The fourth P is all about process. Process here means that when you deploy a model, you're not done. In some ways the work is just beginning. There are very real risks that are introduced specifically with this technology of things. For example, in context learning and reinforcement learning with human feedback where a model evolves over time.
And just because out of the gate you ensured that it obeyed a bunch of different rules, it doesn't mean that it will continue to do so. And that also includes things like monitoring instant response.
Turning it back to you: what do you think are examples of other areas that we may look to for precedent here?
A: This has to be a board-level concern. Boards have to be aware of the risk of a company adopting generative AI, and they need to monitor the guardrails for ensuring safety from generative AI in the way that they would monitor processes related to cybersecurity or financial fraud.
Using cybersecurity as an example, we've seen many catastrophic breaches over the years that have affected millions of people. It's often hard to quantify the impact of a breach like that, because it could be company destroying. It could destroy your brand, your customer relationships, and potentially other things.

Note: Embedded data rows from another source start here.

PR #104, opened 2024-04-30
Updated use of dataAPI to retrieve coverage information

johnpaliotta:
The extension was previously using an "unsupported VectorCAST API", so this moves to the officially supported API.

### DIFF
--- a/python/vTestInterface.py
+++ b/python/vTestInterface.py
@@ -309,12 +309,9 @@ def getCoverageData(sourceObject):
         if os.path.exists(sourceObject.path):
             for line in sourceObject.iterate_coverage():
                 metrics = line.metrics
-                if (
-                    metrics.max_covered_statements == 1
-                    or metrics.annotations_statements == 1
-                ):
+                if metrics.has_any_coverage():
                     coveredString += str(line.line_number) + ","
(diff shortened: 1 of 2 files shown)


python/vTestInterface.py
```diff
@@ -252,62 +251,32 @@ def getTestDataVCAST(enviroPath):
...
-        unitInfo = dict()
-        unitInfo["path"] = sourcePath
-        unitInfo["functionList"] = getFunctionData(sourceObject)
-        unitInfo["cmcChecksum"] = checksum
-        unitInfo["covered"] = covered
-        unitInfo["uncovered"] = uncovered
-        unitList.append(unitInfo)
-
-    capi.close()
+        if sourceObject.is_instrumented:
```
aytey, line 268: Did `capi.SourceFile` previously only give instrumented files?

I am unsure of the implication of this change if, e.g., you have an environment with `COVERAGE: NONE` -- does that affect `unitInfo["functionList"] = getFunctionData(sourceObject)`?

aytey:
E2E tests pass. Happy to merge when the comment is addressed.

aytey (approved):

PR #105, opened 2024-05-02
Add support for coded mocks

johnpaliotta:
This PR adds support to VectorCAST extensions for coded mocks.

Importantly, it adds two new auto-complete features:

* `// vmock` (followed by a unit and then a subprogram)
* `vsession`


python/tstUtilities.py
```diff
@@ -466,7 +470,420 @@ def splitExistingLine(line):
...
+            if openParen == 0:
+                break
+        elif char == "(":
+            openParen += 1
+
+    # one spcial case, for const functions the return type
+    # will have const appended, so strip this.
+    returnType = parameterizedName[index + 1 :]
+    if returnType.endswith("const"):
+        returnType = returnType[:-6]
```
aytey, line 711: Please use `-len("const")` and not `-6`.

aytey: oh, you probably want `len(" const")` (including the space)

python/tstUtilities.py
```diff
@@ -609,11 +609,44 @@ def getFunctionSignature(api, functionObject):
...
+
 def functionIsOperator(functionName):
     """
     So that we have one place to adjust if we find bugs :)
     """
-    return "::operator" in functionName or functionName.startswith("operator")
+    returnValue = False
+    if "::operator" in functionName:
+        operatorIndex = functionName.find("::operator")
+        returnValue = isOperator(functionName[operatorIndex + len("::operator") :])
```
aytey, line 643: Like this can be:

`returnValue = isOperator(functionName.split("::operator") + "::operator")`

which avoids the explicit find + list splice.

PR #107, opened 2024-05-02
Fix for issue: 106, relative paths for coded tests

johnpaliotta:
The only way to get relative paths is to edit the .tst so this is a low priority issue.


johnpaliotta:
@Zbigor   please review

python/vTestInterface.py
```diff
@@ -136,7 +136,7 @@ def getPassFailString(test):
     return XofYString(numerator, denominator)
 
 
-def generateTestInfo(test):
+def generateTestInfo(enviroPath, test):
```
aytey, line 139: Need to update the docstring

python/vTestInterface.py
```diff
@@ -155,8 +155,10 @@ def generateTestInfo(test):
     if vpythonHasCodedTestSupport and test.coded_tests_file:
         # guard against the case where the coded test file has been renamed or deleted
         # or dataAPI has a bad line nuumber for the test, and return None in this case.
-        if os.path.exists(test.coded_tests_file) and test.coded_tests_line > 0:
-            testInfo["codedTestFile"] = test.coded_tests_file
+        enclosingDirectory = os.path.dirname (enviroPath)
```
aytey, line 158: Please run `black`

aytey:
@johnpaliotta: do we need a test for this? How do we get a relative file path for a coded test?

python/vTestInterface.py
johnpaliotta: > Please run `black`

done

python/vTestInterface.py
johnpaliotta: > Need to update the docstring

Done

johnpaliotta:
> @johnpaliotta: do we need a test for this? How do we get a relative file path for a coded test?

Probably should have a test.
As I said in the first comment above :)  ... you have to manually edit the .tst file.

PR #111, opened 2024-05-24
Github Actions Pipeline for building and testing the extension

Zbigor:
Together with @SalvatoreZagaria 
- Both unit tests and e2e tests are run inside docker containers
- E2E Tests are run in parallel for vc23 and vc24
  - vc24 E2E tests take longer since they include the tests for coded test workflows
- E2E tests now stop on failure
- Unit test coverage info is uploaded to and can be viewed on `codecov.io`
- Github Actions job summary includes download links for 
  - vsix file
  - coverage info
  - error screenshots 
- E2E Error messages and their locations are parsed from the logs and are shown in the summary


.vscode/launch.json
```diff
@@ -26,11 +26,45 @@
...
+      "console": "integratedTerminal"
+    },
+    {
+      "name": "getCompletion",
+      "type": "python",
+      "request": "launch",
+      "program": "${workspaceFolder}/python/testEditorInterface.py",
+      "cwd": "C:/RDS/VectorCAST/testExplorer/unitTests",
+      "env": {
+        "PYTHONPATH": "C:/vcast/vc23/python"
```
aytey, line 59: What's with these changes?

src/vcastTestInterface.ts
```diff
@@ -902,4 +902,4 @@ export async function openCodedTest(testNode: testNodeType) {
   if (fs.existsSync(testNode.testFile)) {
     openFileWithLineSelected(testNode.testFile, testNode.testStartLine - 1);
   }
-}
+}
```
aytey, line 905: I think we can revert this?

.vscode/launch.json
Zbigor: These were removed in ea4948a8e6419375b1d8b874586b4a4f313eca86 . They ended up here when I was branching from a stable version and dealing with merge conflicts. As they seemed to be unused commands now, I can get rid of these

src/vcastTestInterface.ts
Zbigor: This a new line at the end of file, but yeah, we can revert if you want

python/vTestInterface.py
```diff
@@ -588,3 +588,4 @@ def main():
         returnCode = 1
 
     sys.exit(returnCode)
+
```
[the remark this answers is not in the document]
Zbigor: same as above

src/vcastTestInterface.ts
aytey: Just to make it cleaner on the diff.

Then we can be sure there's no "application" changes in this.

python/vTestInterface.py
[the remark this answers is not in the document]
aytey: Just to make it cleaner on the diff.

Then we can be sure there's no "application" changes in this.

.vscode/launch.json
aytey: Ah, yeah, would be good to remove these

PR #123, opened 2024-06-19
Several usability improvements

johnpaliotta:
1. Sorted "Coded Tests" to the top of the list of testable functions for each unit in the test pane.
2. Reduced the number of file checksums computed for code coverage purposes.
3. Fixed issue: #128


src/vcastTestInterface.ts
```diff
@@ -57,8 +57,28 @@ const path = require("path");
 
 export const vcastEnviroFile = "UNITDATA.VCD";
 
+// Creating a cache for the checksums so we don't constantly re-run the command
+interface checksumCacheType {
```
aytey, line 61: Sonar doesn't like this: https://rules.sonarsource.com/typescript/type/Code%20Smell/RSPEC-101/

python/clicastInterface.py
```diff
@@ -201,9 +201,11 @@ def rebuildEnvironment(enviroPath, jsonOptions):
         rebuildEnvironmentUsingClicastReBuild(enviroPath)
 
 
+codeTestCompileErrorCode=98
 def executeTest(testIDObject):
     # since we are doing a direct call to clicast, we need to quote the parameters
     # separate variable because in the future there will be additional parameters
+    global codeTestCompileErrorCode
```
aytey, line 208: You're not assigning to this, so it doesn't need to be marked as `global`.

python/vTestInterface.py
```diff
@@ -391,7 +392,9 @@ def executeVCtest(enviroPath, testIDObject, generateReport):
         returnText = ""
 
         returnCode, commandOutput = clicastInterface.executeTest(testIDObject)
-        if generateReport:
+        # return code 98 means the the coded test failed to compile so
```
aytey, line 395: Should this comment not be against the variable declaration rather than its usage?

src/testPane.ts
```diff
@@ -173,7 +173,7 @@ function addTestNodes(
 }
 
 const codedTestFunctionName = "coded_tests_driver";
-const codedTestDisplayName = "Coded Tests";
+const codedTestDisplayName = " Coded Tests";
```
aytey, line 176: Is this leading space just so it goes to the top of the list?

src/vcastTestInterface.ts
```diff
@@ -75,14 +95,20 @@ function getChecksum(filePath: string) {
...
-    // this will crash if something is wrong with the result
+    // this will throw if something is wrong with the result
     try {
       if (commandOutputString.includes("ACTUAL-DATA")) {
         const pieces = commandOutputString.split("ACTUAL-DATA", 2);
         returnValue = Number(pieces[1].trim());
       } else {
         returnValue = Number(commandOutputString);
       }
+      // only save intot the cache if we get a valid checksum
```
aytey, line 106: intot -> into

python/clicastInterface.py
```diff
@@ -201,9 +201,11 @@ def rebuildEnvironment(enviroPath, jsonOptions):
         rebuildEnvironmentUsingClicastReBuild(enviroPath)
 
 
+codeTestCompileErrorCode=98
```
aytey, line 204: Actions failed because of a `black` diff:

```patch
diff --git a/python/clicastInterface.py b/python/clicastInterface.py
index 8cc80e9..4d9f10b 100644
--- a/python/clicastInterface.py
+++ b/python/clicastInterface.py
@@ -201,7 +201,9 @@ def rebuildEnvironment(enviroPath, jsonOptions):
         rebuildEnvironmentUsingClicastReBuild(enviroPath)


-codeTestCompileErrorCode=98
+codeTestCompileErrorCode = 98
+
+
 def executeTest(testIDObject):
     # since we are doing a direct call to clicast, we need to quote the parameters
     # separate variable because in the future there will be additional parameters
```

.vscode/launch.json
```diff
@@ -19,15 +19,15 @@
       "type": "python",
       "request": "launch",
       "program": "${workspaceFolder}/python/vTestInterface.py",
-      "cwd": "C:/RDS/VectorCAST/FOO",
+      "cwd": "C:/RDS/VectorCAST/CodeBasedTests/unitTests",
```
aytey, line 22: @johnpaliotta happy to discuss, but I think we should start rejecting PRs that change this file.

This feel seems to get changed in every PR (I understand why), but I think we should start not including changes to this file inside of "functional" changes to the extension.

johnpaliotta: Let's just remove it from the repo

src/testPane.ts
johnpaliotta: yes

src/vcastTestInterface.ts
johnpaliotta: what does it want Checksum *?

.vscode/launch.json
aytey: How about we clean it up, and move it to `.vscode/launch.json.example`? Then you can copy/make new copies as you like, but they won't be tracked.

To be clear: I see value in this file being in the repo, but I'm trying to avoid the "noise".

src/vcastTestInterface.ts
aytey: Yeah

.vscode/launch.json
johnpaliotta: Sure, it saves me a ton of time to have it match my setup

aytey (approved):

PR #132, opened 2024-06-20
Coded mock cleanup

aytey:
The main purpose of this branch is to centralise the logic for identifying "functions of interest".

This now makes `getFunctionList` be the central point that both .tst editing and coded-test editing uses to identify functions that should be tested/accessed/etc.

### DIFF
--- a/python/tstUtilities.py
+++ b/python/tstUtilities.py
@@ -18,7 +18,9 @@ globalOutputLog = list()
 def getNameDictFromObjectList(objectList):
     """
     This will take a list of dataAPI objects and return
-    a list of names ... note all objects have name attributes
+    a dictionary of names to objects.
+
+    Note all objects have name attributes.
     """
     returnDict = {}
     for object in objectList:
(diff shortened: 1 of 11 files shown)


python/tstUtilities.py
```diff
@@ -814,24 +821,20 @@ def processVMockDefinition(enviroName, lineSoFar):
...
 
-        whatToReturn = generateVMockDefitionForUnitAndFunction(
+        whatToReturn = generateVMockDefinitionForUnitAndFunction(
             unitObject, functionObject
         )
 
         returnData.choiceKind = choiceKindType.Snippet
         returnData.choiceList.append(whatToReturn)
 
-    api.close()
```
aytey, line 828: You don't need this, `api` will get closed when it goes out of scope

python/tstUtilities.py
```diff
@@ -893,7 +896,6 @@ def processTstLine(enviroName, line):
         else:
             returnData = processStandardLines(api, pieces, triggerCharacter)
 
-        api.close()
```
aytey, line 896: You don't need this, `api` will get closed when it goes out of scope

PR #143, opened 2024-06-26
Strip out another case where the vcast version miss-match error is shown in the output pane

johnpaliotta:


src/vcastCommandRunner.ts
```diff
@@ -62,7 +62,9 @@ function processExceptionFromExecuteCommand(
 
   // 99 is a warning, like a mismatch opening the environment
   if (error && error.status == 99) {
-    commandStatus.stdout = error.stdout.toString();
+    let stdoutString =  error.stdout.toString();
+    // Needed because of the annoying version miss-match message from vcast
+    commandStatus.stdout = stdoutString.split ("ACTUAL-DATA", 2)[1].trim ()
```
aytey, line 67: In the past, when I've "broken" things, we get the Python traceback in the message area.

Is this going to break that?

johnpaliotta: The py utilities ALWAYS "print" ACTUAL-DATA as the first thing in the main to make the processing in TS easy.
So any crash etc will be after the ACTUAL*

aytey: `testEditorInterface.py` prints it _after_ doing its processing

johnpaliotta: Good point we can  move them to global scope or the start of the main for consistency

aytey: Start of main would match what's in `vTestInterface.py`

johnpaliotta: But not crc32.py :)  ... done

aytey, line 67: `prettier` wants to change this, *but* there's quite a few `prettier` changes against `src`.

I suggest we merge this and then do a `prettier` branch.

aytey: I prettier'd this one file.

aytey (approved):

PR #144, opened 2024-06-28
Gha e2e jobs parallelisation

SalvatoreZagaria:
We are dividing the e2e tests specs into independent groups, allowing the Github Actions workflow to retrieve all the groups and run several combinations of vcastVersion-group in parallel, saving a big amount of time.

### DIFF
--- a/.github/workflows/run-tests-workflow.yml
+++ b/.github/workflows/run-tests-workflow.yml
@@ -368,5 +368,5 @@ jobs:
       - name: Black
         shell: bash
         run: |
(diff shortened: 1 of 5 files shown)


Zbigor (changes requested):
Looks good. I think it'd make sense to update `tests/internal/e2e/README.md`.
- We need to set some environment variables now to be able to run anything
- We should describe how/where to add new specs/specs groups after this change

Zbigor (approved):

PR #145, opened 2024-07-02
Adding pre-commit hook that runs black before commit

SalvatoreZagaria:


.githooks/install_hooks.sh
```diff
@@ -0,0 +1,5 @@
+#!/bin/bash
+
+ROOT=$(dirname "$(realpath "$0")")
+cd $ROOT/..
+git config core.hooksPath .githooks
```
aytey, line 5: I wonder if we need the `cd`? Wouldn't it be enough to just do `git config core.hooksPath ${ROOT}.githooks`?

SalvatoreZagaria: I've done it just to make sure that we are in the repository when we run this command, and not somewhere else

aytey (approved):

PR #150, opened 2024-07-11
Start working on improved tests with mocked types from DataAPI

aytey:


aytey:
I'm WIP on a script that generates `coded_mock_test_data.py` from a set of environments

aytey:
We have no namespace tests yet (need an example where we have something that looks like a class, but is actually a namespace)

aytey:
I need to clean-up the test data; I removed it for now.

aytey:
I don't think we want this now.

PR #340, opened 2020-11-11
Always ensure latest archlinux-keyring package is installed

Bidski:


docker/Dockerfile
```diff
@@ -22,11 +22,16 @@ RUN pacman -Syyuu --noconfirm --needed --overwrite \*
 # Add a script that installs packages
 COPY usr/local/bin/install-package /usr/local/bin/install-package
 
+# Install latest archlinux-keyring package so we have the most up-to-date keys
+RUN install-package wget
+RUN wget https://archive.archlinux.org/repos/last/core/os/x86_64/archlinux-keyring-20201028-1-any.pkg.tar.zst \
```
JosephusPaye, line 27: Is this URL something we'll have to update regularly? Or is there something like a /latest.pkg.tar.zst we could use?

JosephusPaye (commented):
The branch works for me with Docker on Windows. Just one question but LGTM otherwise.

docker/Dockerfile
Bidski: We might be able to use 
```
RUN wget https://www.archlinux.org/packages/core/any/archlinux-keyring/download/ -O /var/tmp/archlinux-keyring.pkg.tar.zst
RUN pacman -U /var/tmp/archlinux-keyring.pkg.tar.zst --noconfirm
```

Haven't tested this though

JosephusPaye: I added it and tested locally and it works

KipHamiltons: Just tested this. was able to build on my machine without issue

JosephusPaye:
This is failing due to [an error downloading from sourceforge](https://buildkite.com/nubots/nubots/builds/891#ae90b562-bac7-467c-8789-47324c8eef51/6-60):

screenshot of error, see the link above for text version

KipHamiltons (approved):
LGTM. 

(@JosephusPaye looks like the arma source website is back up I suppose. it built and passed)

JosephusPaye:
Yeah it finally built.

JosephusPaye (approved):

PR #341, opened 2020-11-18
Allow passing container network as arg to `./b run`

JosephusPaye:
Pairs with https://github.com/NUbots/NUsight2/pull/335.

This allows for connecting the container to a custom docker network, for communication with NUsight when it's run in a container.

A custom network for the containers can be created like so:

```sh
docker network create nuclearnet
```

And usage of `./b run` can be adjusted like so:

```sh
./b run keyboardwalkfake --network nuclearnet
```

This is the only way to get the two to talk on Windows when NUbots is running in a container: run NUsight in a container too, and connect both containers to the same Docker network.

The other options:

- `host` networking (the current default): [not available on Windows](https://docs.docker.com/network/network-tutorial-host/#prerequisites), though it works on Linux ~(and probably macOS too)~
- `bridge` networking: [also doesn't work on Windows](https://docs.docker.com/docker-for-windows/networking/#there-is-no-docker0-bridge-on-windows)

### DIFF
--- a/tools/dockerise/__init__.py
+++ b/tools/dockerise/__init__.py
@@ -148,9 +148,7 @@ def run_on_docker(func):
                 nargs="?",
                 help="The image to use for the docker container",
             )
-            command.add_argument(
-                "--network", dest="network", help="Run the container on the specified docker network"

Because there have been enough of these cybersecurity breaches, boards now realize that they need to have a cybersecurity expert on the board. That’s somewhat of a standard requirement when boards are looking to fill open roles or think about refreshing their board members.
You could imagine a future in which boards are required to include a director who is experienced in generative AI, understands the risks from generative AI, and can help monitor the systems that ensure safety.
So, maybe we do have some precedent actually for issues like this. And then it’s a matter of people like you intelligently designing these software programs and systems that allow companies to really manage the risk.
R: Do you see potentially some risk here that this actually creates more space for startups to be first to the punch in generative AI deployments? Maybe this is because they have a different risk profile and may not have to worry about the reputational risk that a large incumbent does.
A: That's very interesting. Definitely in talking with a lot of startups, I know that many of them are thinking that using generative AI in their products is going to become table stakes. At the beginning, it might be a way to carve out a space, but over time it'll just become a requirement for selling your software, because your customers will expect it.
You're right that maybe they adopt it because compared to large companies, the risk of something going wrong is less of an issue. You can move fast and break things, as we've seen startups do before. On the other hand, you might have some large companies that see it as an opportunity for innovation and to build market share versus their competitors in adopting generative AI. And if it does become table stakes, then it will force large companies to do that as well.
R: Yeah, it's really interesting. And your example, moving fast and breaking things, I think that really gets to the underlying mission here, which is there are just too many examples of technology deployments happening really, really quickly, and then we come to understand the deleterious effects of those deployments only after they've reached scale.
Social media is a great example of this, and this technology adoption curve feels faster than certainly anything I've seen in my career. So, as a business and a technology community, it's really important to be deliberate about anticipating what we want that future to look like and trying to build the right pieces and technologies in place to ensure that that happens.
A: Randall, thank you so much for joining us today. This was an awesome conversation, and I'm really excited for all the buzz that this will create.
R: Thank you so much, Allison. I really appreciate the conversation as well.